PR #2659, opened 2026-04-05
[MISC] Add register-only tiled cholesky, and incremental H patching, for performance.

hughperkins:
## Description

- upgrade Cholesky full to use 16x16 register-only from Quadrants
    - avoids the high latency of shared memory
    - portable across all Quadrants-supported gpus (amd, metal, vulkan, cuda)
- use incremental H-patching for Hessian, instead of Givens rotations, or full Hessian
     - faster than full (because incremental)
     - avoids serial restrictions of Givens rotations
- fuse Cholesky and H-patching
    - avoid pushing to and from global memory in between

Note that we need to combine both incremental H-patching and register tiled Cholesky, because the gains for each on their own are much more modest:

For dex_hand, with field, on RTX 6000 Blackwell:

| Approach | branch name| FPS | delta FPS |
|-----|-----|----|----|
|main|main|13686| +0%|
|tile16 cholesky| hp/cholesky-tile16| 13813|+0.93%|
|H-patching| hp/incremental-hessian |13858|+1.26%|
|fused H-patching + tile16 cholesky | this PR | 15256|+11.47%|

This is because fusing both into a single kernel avoids having to make a round-trip to global memory in between them.

## Related Issue

## Checklist:


hughperkins:
~this will need a newer new version of quadrants => close for now, to avoid stressing CI.~

duburcqa:
Could you split register-only tiled cholesky and incremental H patching in 2 different PRs please? The first one is easier to review while the second one requires more effort.

hughperkins:
> Could you split register-only tiled cholesky and incremental H patching in 2 different PRs please? The first one is easier to review while the second one requires more effort.

I could, but there isn't much benefit to either of them on their own. My concern is you might not want to merge somethign that only gives ~1% or so benefit?

duburcqa:
> I could, but there isn't much benefit to either of them on their own. My concern is you might not want to merge somethign that only gives ~1% or so benefit?

I see. In that case, could you explain why together in bring sizeable benefits but not individually?

hughperkins:
> > I could, but there isn't much benefit to either of them on their own. My concern is you might not want to merge somethign that only gives ~1% or so benefit?
> 
> I see. In that case, could you explain why together in bring sizeable benefits but not individually?

added a table into the descripton above:

Screenshot 2026-04-05 at 07 02 51

hughperkins:
Also added to description "This is because fusing both into a single kernel avoids having to make a round-trip to global memory in between them."

hughperkins:
~will need a new quadrants release. closng for now.~

duburcqa:
I see. Thank you!

tests/test_rigid_physics.py
duburcqa, line 1: Why are you modifying this test? It has been working just fine for months

tests/test_rigid_physics.py
```diff
@@ -3733,13 +3733,13 @@ def rigid_solver_build(self):
...
-        scene.step()
+        for _ in range(10):
+            scene.step()
         assert not scene.rigid_solver.get_error_envs_mask().any()
         assert (scene.rigid_solver.constraint_solver.constraint_state.n_constraints.to_numpy() > 0).all()
 
-        nt_H = scene.rigid_solver.constraint_solver.constraint_state.nt_H.to_numpy()
-        assert (np.linalg.norm(nt_H.reshape((-1, 2)), axis=0) > 5.0).all()
-        values.append(nt_H)
+        qpos = gs_robot.get_qpos().cpu().numpy()
```
duburcqa: I much prefer the original test. This check is doing nothing.

tests/test_rigid_physics.py
```diff
@@ -3733,13 +3733,13 @@ def rigid_solver_build(self):
         assert scene.rigid_solver._static_rigid_sim_config.enable_tiled_cholesky_mass_matrix == enable_tiled_cholesky
         assert scene.rigid_solver._static_rigid_sim_config.enable_tiled_cholesky_hessian == enable_tiled_cholesky
 
-        scene.step()
+        for _ in range(10):
```
duburcqa: I don’t see any reason for doing 10 steps in this test.

genesis/engine/solvers/rigid/constraint/solver.py
```diff
@@ -1621,6 +1630,19 @@ def func_cholesky_factor_direct_batch(
             constraint_state.nt_H[i_b, j_d, i_d] = (constraint_state.nt_H[i_b, j_d, i_d] - dot) * tmp
 
 
+Tile16x16 = make_tile16x16(gs.qd_float)
+
+
+@qd.func
+def _butterfly_reduce_16(val, tid):
+    """Sum val across 16 threads using butterfly reduction via subgroup shuffles (4 rounds)."""
+    val = val + qd.simt.subgroup.shuffle(val, qd.u32(tid ^ 8))
```
duburcqa: Prefer static for loop

genesis/engine/solvers/rigid/constraint/solver.py
```diff
@@ -1629,77 +1651,197 @@ def func_cholesky_factor_direct_tiled(
...
+                constraint_state.nt_H[i_b, k0 : k0 + Tile16x16.SIZE, k0:n_dofs] = L_kk
+
+
+@qd.func
+def func_cholesky_and_solve_fused_tiled(
+    constraint_state: array_class.ConstraintState,
+    rigid_global_info: array_class.RigidGlobalInfo,
+    static_rigid_sim_config: qd.template(),
+):
+    """Fused blocked Cholesky factorization + forward/backward solve.
```
duburcqa: Would it be possible to this docstring a bit shorter?

tests/test_rigid_physics.py
hughperkins: in order to support H-patching, we need to preserve H. Cholesky is therefore never written to nt_H, and is not available for asserts.

tests/test_rigid_physics.py
```diff
@@ -3737,9 +3738,9 @@ def rigid_solver_build(self):
         assert not scene.rigid_solver.get_error_envs_mask().any()
         assert (scene.rigid_solver.constraint_solver.constraint_state.n_constraints.to_numpy() > 0).all()
 
-        nt_H = scene.rigid_solver.constraint_solver.constraint_state.nt_H.to_numpy()
-        assert (np.linalg.norm(nt_H.reshape((-1, 2)), axis=0) > 5.0).all()
-        values.append(nt_H)
+        Mgrad = scene.rigid_solver.constraint_solver.constraint_state.Mgrad.to_numpy()
+        assert np.linalg.norm(Mgrad) > 0.0
```
duburcqa: Could you set a threshold larger than 0.0? Or is it expected to be very small?

hughperkins: I don't think we have any expectaitons on it really. You mean, run empirically, and see what value would fit the empirical output?

duburcqa: Yes

hughperkins: (note: measured empirical value was ~1346)

genesis/engine/solvers/rigid/constraint/solver.py
```diff
@@ -2,6 +2,7 @@
 
 import numpy as np
 import quadrants as qd
+from quadrants.lang.simt.tile16 import make_tile16x16
 import torch
 from frozendict import frozendict
```
duburcqa, line 6: Import order (yes we should introduce auto sorting soonish)

genesis/engine/solvers/rigid/constraint/solver.py
```diff
@@ -1467,6 +1469,9 @@ def func_hessian_direct_tiled(
     optimization problem fits in a single block, i.e. n_constraints <= 32 and n_dofs <= 64.
 
     Note that only the lower triangular part will be updated for efficiency, because the Hessian matrix is symmetric.
+
+    When check_full_hessian is True (used with H patching), skips envs where
+    use_full_hessian == 0 (those get patched instead of rebuilt).
```
duburcqa: Only wrap lines when reaching 120 chars.

genesis/engine/solvers/rigid/constraint/solver.py
```diff
@@ -1629,77 +1649,194 @@ def func_cholesky_factor_direct_tiled(
...
+def func_cholesky_and_solve_fused_tiled(
+    constraint_state: array_class.ConstraintState,
+    rigid_global_info: array_class.RigidGlobalInfo,
+    static_rigid_sim_config: qd.template(),
+):
+    """Fused Cholesky factorization and triangular solve, keeping L in shared memory.
+
+    Factorizes H = L L^T using register-resident 16x16 tiles, storing completed L tiles
+    in shared memory. Then solves L L^T x = g (forward + backward substitution) in-place
+    and writes the result to Mgrad, without ever writing L to global memory.
```
duburcqa: Wrapping too early.

genesis/engine/solvers/rigid/constraint/solver.py
```diff
@@ -1629,77 +1649,194 @@ def func_cholesky_factor_direct_tiled(
...
+        # L is fully computed in L_sh. Load gradient into v_sh.
+        k = tid
+        while k < n_dofs:
+            v_sh[k] = constraint_state.grad[k, i_b]
+            k = k + Tile16x16.SIZE
         qd.simt.block.sync()
 
-        # Loop over all columns sequentially, which is an integral part of Cholesky-Crout algorithm and cannot be
-        # avoided.
+        # Forward substitution: solve L @ y = grad (parallel dot with 16 threads)
```
duburcqa, line 1860: This comment is loosing some important information.

genesis/engine/solvers/rigid/constraint/solver.py
```diff
@@ -1629,77 +1649,194 @@ def func_cholesky_factor_direct_tiled(
...
         for i_d in range(n_dofs):
-            # Compute the diagonal of the Cholesky factor L for the column i being considered, ie
-            # L_{i,i} = sqrt(A_{i,i} - sum_{j=1}^{i-1}(L_{i,j} ** 2 ))
```
duburcqa, line 1729: Why comment is still relevant, and if not completely, it should be updated. Not removed.

genesis/engine/solvers/rigid/constraint/solver.py
```diff
@@ -1629,77 +1649,194 @@ def func_cholesky_factor_direct_tiled(
...
-            # L_{j,i} = 1 / L_{i,i} (A_{j,i} - sum_{k=1}^{i-1}(L_{j,k} L_{i,k}), for j > i
-            inv_diag = 1.0 / H[i_d, i_d]
-            j_d = i_d + 1 + tid
-            while j_d < n_dofs:
-                dot = gs.qd_float(0.0)
-                for k_d in range(i_d):
-                    dot = dot + H[j_d, k_d] * H[i_d, k_d]
-                H[j_d, i_d] = (H[j_d, i_d] - dot) * inv_diag
-                j_d = j_d + BLOCK_DIM
+        # Backward substitution: solve L^T @ x = y (parallel dot with 16 threads)
```
duburcqa, line 1872: It feels like some information has been lost compared to the original comment.

genesis/engine/solvers/rigid/constraint/solver.py
```diff
@@ -1629,77 +1649,194 @@ def func_cholesky_factor_direct_tiled(
...
+        tid = i % Tile16x16.SIZE
+        i_b = i // Tile16x16.SIZE
         if i_b >= _B:
             continue
         if constraint_state.n_constraints[i_b] == 0 or not constraint_state.improved[i_b]:
             continue
 
-        # Padding +1 to avoid memory bank conflicts that would cause access serialization
-        H = qd.simt.block.SharedArray((MAX_DOFS, MAX_DOFS + 1), gs.qd_float)
+        L_sh = qd.simt.block.SharedArray((MAX_DOFS, MAX_DOFS), gs.qd_float)
```
duburcqa: Why are you removing the comment and not padding yourself? Do you have a proof that it does not bring any benefit in your case? if so, you should add a comment that clearly states this and explains why.

genesis/engine/solvers/rigid/constraint/solver.py
```diff
@@ -1629,77 +1649,194 @@ def func_cholesky_factor_direct_tiled(
...
+                            v_diag = L_sh[k0 + tid, j0 + t]
+                        L_ik -= qd.outer(v_own, v_diag)
+
+                L_kk.solve_triangular_(L_ik)
+
+                if i0 + tid < n_dofs:
+                    L_sh[i0 : i0 + Tile16x16.SIZE, k0:n_dofs] = L_ik
+
+            if k0 + tid < n_dofs:
+                L_sh[k0 : k0 + Tile16x16.SIZE, k0:n_dofs] = L_kk
```
duburcqa: Each of these block should have a short one-line comment on top.

genesis/engine/solvers/rigid/constraint/solver.py
```diff
@@ -1629,77 +1649,194 @@ def func_cholesky_factor_direct_tiled(
...
+                            v_diag = constraint_state.nt_H[i_b, k0 + tid, j0 + t]
+                        L_ik -= qd.outer(v_own, v_diag)
+
+                L_kk.solve_triangular_(L_ik)
+
+                if i0 + tid < n_dofs:
+                    constraint_state.nt_H[i_b, i0 : i0 + Tile16x16.SIZE, k0:n_dofs] = L_ik
+
+            if k0 + tid < n_dofs:
+                constraint_state.nt_H[i_b, k0 : k0 + Tile16x16.SIZE, k0:n_dofs] = L_kk
```
duburcqa: Each of these block should have a short one-line comment on top.

genesis/engine/solvers/rigid/constraint/solver.py
duburcqa: Would it be possible to share more code with `func_cholesky_factor_direct_tiled`?

genesis/engine/solvers/rigid/constraint/solver.py
```diff
@@ -1621,6 +1630,17 @@ def func_cholesky_factor_direct_batch(
             constraint_state.nt_H[i_b, j_d, i_d] = (constraint_state.nt_H[i_b, j_d, i_d] - dot) * tmp
 
 
+Tile16x16 = make_tile16x16(gs.qd_float)
```
duburcqa: Why is this not done by Quadrants? In some kind of singleton factory.

genesis/engine/solvers/rigid/constraint/solver_breakdown.py
```diff
@@ -709,13 +709,118 @@ def _func_update_constraint_cost(
...
+                else:
+                    constraint_state.use_full_hessian[i_b] = 0
+
+
+@qd.func
+def _func_patch_hessian_delta(
+    constraint_state: array_class.ConstraintState,
+    rigid_global_info: array_class.RigidGlobalInfo,
+):
+    """Patch H with deltas from changed constraints for envs with use_full_hessian == 0.
```
duburcqa: The meaning of "patching" is not clear. Could you clarify that?

genesis/engine/solvers/rigid/constraint/solver_breakdown.py
```diff
@@ -709,13 +709,118 @@ def _func_update_constraint_cost(
...
+
+    For each constraint whose active state changed, adds or subtracts its J^T D J
+    contribution to the Hessian. Uses 1 block per env (same parallelism as
+    hessian_direct_tiled) to avoid launching excessive threads.
```
duburcqa: You are wrapping lines too early.

genesis/engine/solvers/rigid/constraint/solver_breakdown.py
```diff
@@ -709,13 +709,118 @@ def _func_update_constraint_cost(
...
+    constraint_state: array_class.ConstraintState,
+    rigid_global_info: array_class.RigidGlobalInfo,
     static_rigid_sim_config: qd.template(),
 ):
-    """Step 4: Newton Hessian update (Newton only)"""
+    """Full Hessian rebuild + Cholesky for ALL improved envs (non-fused path).
+
+    Matches origin/main behavior: H is rebuilt from scratch every iteration,
+    then Cholesky overwrites nt_H with L in-place.  H patching is not used
+    because the subsequent Cholesky would destroy H anyway.
```
duburcqa: Wrapping lines too early.

tests/test_rigid_physics.py
```diff
@@ -3737,11 +3738,41 @@ def rigid_solver_build(self):
...
+    # -------------------------------------------------------
+    # tol=1e-03                         PASS            PASS
+    # tol=5e-04                         FAIL            PASS
+    # tol=2e-04                         FAIL            PASS
+    # tol=1e-04                         FAIL            FAIL
+    # tol=5e-05                         FAIL            FAIL
+    # tol=1e-05                         FAIL            FAIL
+
+    # ========================================================================
+    assert_allclose(*values, tol=5e-4)
```
duburcqa: Keep this comment in the PR, with a link referencing your post in code comment.

Apart from that, it seems that you are saying that your branch improves accuracy, yet you are manually setting the tolerance to 5e-4, which is worst that the original value (5e-5).

hughperkins: Main fails with tolerance < 1e-3

hughperkins: Rememeber: on main, the test checks np_H, but here we are checking Mgrad, which needs higher tolerance, as evidenced by the experiments on main.

hughperkins: Ok, so:
- on main:
    - tolerance on nt_H can be <5e-5
    - tolerance on Mgrad needs to be >1e-3
- on this branch:
     - tolerance on Mgrad can be as small as 2e-4

genesis/engine/solvers/rigid/constraint/solver.py
hughperkins: what code do you feel is in common?

all this code is operating on shuffle tiles.

AFAIK none of this code is usable in the direct tiled

hughperkins: oh wait, maybe I'm thinking of a differnet function 🤔

hughperkins: oh I see what you mean. Looking...

tests/test_rigid_physics.py
duburcqa: I see! Thank you for the details. Ok so in the end better accuracy for lower cost, which is expected but great.

genesis/engine/solvers/rigid/constraint/solver.py
hughperkins: this is what Opus says:

  Then the remaining options are limited:
  • Template flag (fused: qd.template()) with qd.static(fused) branches inside the loop. But the non-fused version would still need to allocate an unused SharedArray to pass as
    a parameter, wasting shared memory.
  • Keep as-is. The duplication is ~25 lines. The factorization loops look similar but the storage source/dest (the thing that matters most for performance) is different at
    every read/write point. Factoring it out would require scattering if qd.static(fused) branches throughout, making the code harder to follow than the current two clean
    self-contained functions.

tests/test_rigid_physics.py
hughperkins: # Analysis for choice of tol.
    # 'main' here represents 'Cholesky shared memory implementation', which was what was in place at commit 7bf5f6a7.
    # 'Branch' here represents the shuffle based fused Cholesky and patched-H implementation.
    #
    # Created using https://github.com/Genesis-Embodied-AI/perso_hugh/blob/main/demos/test_cholesky_tiled.py
    #
    # ========================================================================
    # Cholesky Tiled vs Non-Tiled: Numerical Accuracy Comparison
    # ========================================================================
    # Main commit:   7bf5f6a7
    # Branch commit: 6f90d8a8 (hp/incremental-hessian-fuse-chol-tiles-api)
    # Quadrants:     38f16c77b (hp/tile16-tiles-only)

    # Metric                               Main          Branch
    # ---------------------------------------------------------
    # max_abs_diff               2.825928e-02    1.220703e-03
    # max_rel_diff               2.477033e-02    1.056026e-02
    # norm_tiled                 1.236271e+03    1.346164e+03
    # norm_notiled               1.236246e+03    1.346164e+03

    # Tolerance                          Main          Branch
    # -------------------------------------------------------
    # tol=1e-03                         PASS            PASS
    # tol=5e-04                         FAIL            PASS
    # tol=2e-04                         FAIL            PASS
    # tol=1e-04                         FAIL            FAIL
    # tol=5e-05                         FAIL            FAIL
    # tol=1e-05                         FAIL            FAIL

    # ========================================================================

genesis/engine/solvers/rigid/constraint/solver.py
duburcqa: Let's keep what you have know if it is too complicated.

genesis/engine/solvers/rigid/constraint/solver.py
hughperkins: How are you imaginging this usage woud look?

genesis/engine/solvers/rigid/constraint/solver.py
hughperkins: is some related comment back now? (hard to tell from github review)

genesis/engine/solvers/rigid/constraint/solver.py
hughperkins: is some related comment back now? (hard to tell from github review)

genesis/engine/solvers/rigid/constraint/solver.py
duburcqa: Similar to "annotations"?
```python
qd.types.Tile16x16(dtype=gs.qd_float)
```

hughperkins:
Note: updated the vector bits to use a VectorProxy too now, similar to the TileProxy:
```
                        v_own = L_sh[i0:n_dofs, j0 + t]
                        v_diag = L_sh[k0:n_dofs, j0 + t]
                        L_ik -= qd.outer(v_own, v_diag)
```

hughperkins:
added some commentshere:

```
        # --- Scalar triangular solve using L from shared memory ---
        # No longer using 16x16 tiles; the 16 threads parallelize each row's
        # dot product by striping across columns, then butterfly-reduce to
        # sum the partial products. Thread 0 writes each solved element.
```

genesis/engine/solvers/rigid/constraint/solver.py
```diff
@@ -1621,6 +1629,17 @@ def func_cholesky_factor_direct_batch(
             constraint_state.nt_H[i_b, j_d, i_d] = (constraint_state.nt_H[i_b, j_d, i_d] - dot) * tmp
 
 
+Tile16x16 = qd.types.Tile16x16(dtype=gs.qd_float)
+
+
+@qd.func
+def _butterfly_reduce_16(val, tid):
```
hughperkins: I wonder if this should be moved into quadrants somewhere?

hughperkins: Probalby right?

hughperkins: (also, I kind of lean towards the name descrinbg the effect and behavior, rather than the detailed implementation?)

duburcqa: Yes that would be much better in Genesis where lower expertise from maintainers can be expected. Nice to mention the implementation in doc string though.

duburcqa: Indeed you should move it in Quadrants i think. My previous comment still hold since it would be public API.

genesis/engine/solvers/rigid/constraint/solver.py
```diff
@@ -1681,77 +1697,212 @@ def func_cholesky_factor_direct_tiled(
...
+        # are processed sequentially (they only depend on the diagonal, but each tile uses all threads).
+        for kb in range(N_BLOCKS):
+            k0 = kb * 16
+
+            # Load diagonal tile H[k,k], padding out-of-bounds rows with identity
+            L_kk = qd.simt.Tile16x16.zeros(dtype=gs.qd_float)
+            if k0 + tid < n_dofs:
+                L_kk[:] = constraint_state.nt_H[i_b, k0 : k0 + 16, k0:n_dofs]
+            else:
+                L_kk.eye_()
```
duburcqa: I don't know if we care, but on paper, having empty init instead of zero-init would be more efficient.

hughperkins: updated. ths was old code. thanks for reminding me :)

→ **How to complete this task**
Copy exactly the lines that run from the first line of the data to the line containing "- avoid pushing", please, with both ends included and nothing else.

→ **Output for this exercise**
PR #2659, opened 2026-04-05
[MISC] Add register-only tiled cholesky, and incremental H patching, for performance.

hughperkins:
## Description

- upgrade Cholesky full to use 16x16 register-only from Quadrants
    - avoids the high latency of shared memory
    - portable across all Quadrants-supported gpus (amd, metal, vulkan, cuda)
- use incremental H-patching for Hessian, instead of Givens rotations, or full Hessian
     - faster than full (because incremental)
     - avoids serial restrictions of Givens rotations
- fuse Cholesky and H-patching
    - avoid pushing to and from global memory in between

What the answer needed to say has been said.